A sheet of plate glass less than an inch thick separates the life of the street from the life of the shop window. When window dressers change their display, they — and their display — become a potential subject for street photographers. Should we accept the challenge? You bet!
Window dressing is a great subject, but it’s also an extremely difficult one. However, for the moment, let’s forget about all the difficulties and look at why it’s so great.
The world of the street and that of the store are entirely separate, with their own conventions and environmental conditions. Unlike stores in the mall, which blend into the walkways with open entrances, high street stores put up a barrier against the street while inviting the onlooker to step, imaginatively, into the window.
The shop window is therefore a stage with props and actors, a theatrical showcase where the performance is often stationary and always silent.
During the changeover, when window dressers move in to change the display, the goods are replaced by a real theatrical performance: men and women at work, struggling to manipulate awkward mannequins in a confined space.
Yes, it’s a great subject because it’s literally a window into another world, but you need to be there when it happens.

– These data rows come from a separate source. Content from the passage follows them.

PR #56, opened 2015-06-19
WIP: Optimization/Bugfix Omnibus

dcjones:
I'm rushing to put together my talk for JuliaCon next week. In the process I'm optimizing and fixing things I encounter. Though ideally I would make a separate PRs for each of these changes, I'm in a hurry so I'm just going to push changes as I make them to this PR and merge sometime before my talk on Thursday.

None of these should be breaking changes, only optimizing, fixing, and adding minor features.

Changes so far:
  * Fix a out of bounds exception in parsing that I somehow never encountered before.
  * Significant optimizations to nucleotide and k-mer iterators.
  * Add an option to `translate` to turn ambiguous codons into `X` rather than throwing at error.
  * Add `KmerCounts` that works analogously to `NucleotideCounts`.


Ward9250:
Ah yes I recall that using @inline was recommended for iteration methods by Tim Holy on a PR on the Julia repo once - making sure to avoid the cost of the function calls.

dcjones:
It was a big boon to kmer and nucleotide iterator speed, maybe not surprisingly since those can involve calling the same relatively simple function hundreds of millions of times. We're faster than SeqAn and Biostrings with a lot of basic sequence operations now.

Ward9250:
When you're done with the JuliaCon talk will you upload it? I'd love to see it!

dcjones:
I'll put it up in github repo this weekend in an incomplete state so people can comment. I'd be happy to get feedback on it, or suggestions for things to add.

bicycle1885:
Great work! Though I cannot fully check the code, it looks well-tested. I think it's okay to merge it.

dcjones:
This fails tests, but only because I need to tag a new version of IntervalTrees. I'm going to go ahead and merge.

So many! Where do I start?
First, is the problem of reflected light. The street will almost certainly reflect in the window, making the subject the brightly lit people on the sidewalk rather than those inside the store. For this reason, nine out of ten windows are not fit for the street photographer’s purpose.
Second, is the difficulty of framing the shot. If you step back you’ll interfere with the flow of pedestrians, one or two of whom will huff and puff and walk in front of the camera. I can’t say I blame them. They worry me less than those who patiently try to stay out of the way.
Third is the problem of finding a good angle. You can walk left or right, but that’s about the extent of it. The subject is already elevated (in all likelihood) and so there’s no point in stooping down.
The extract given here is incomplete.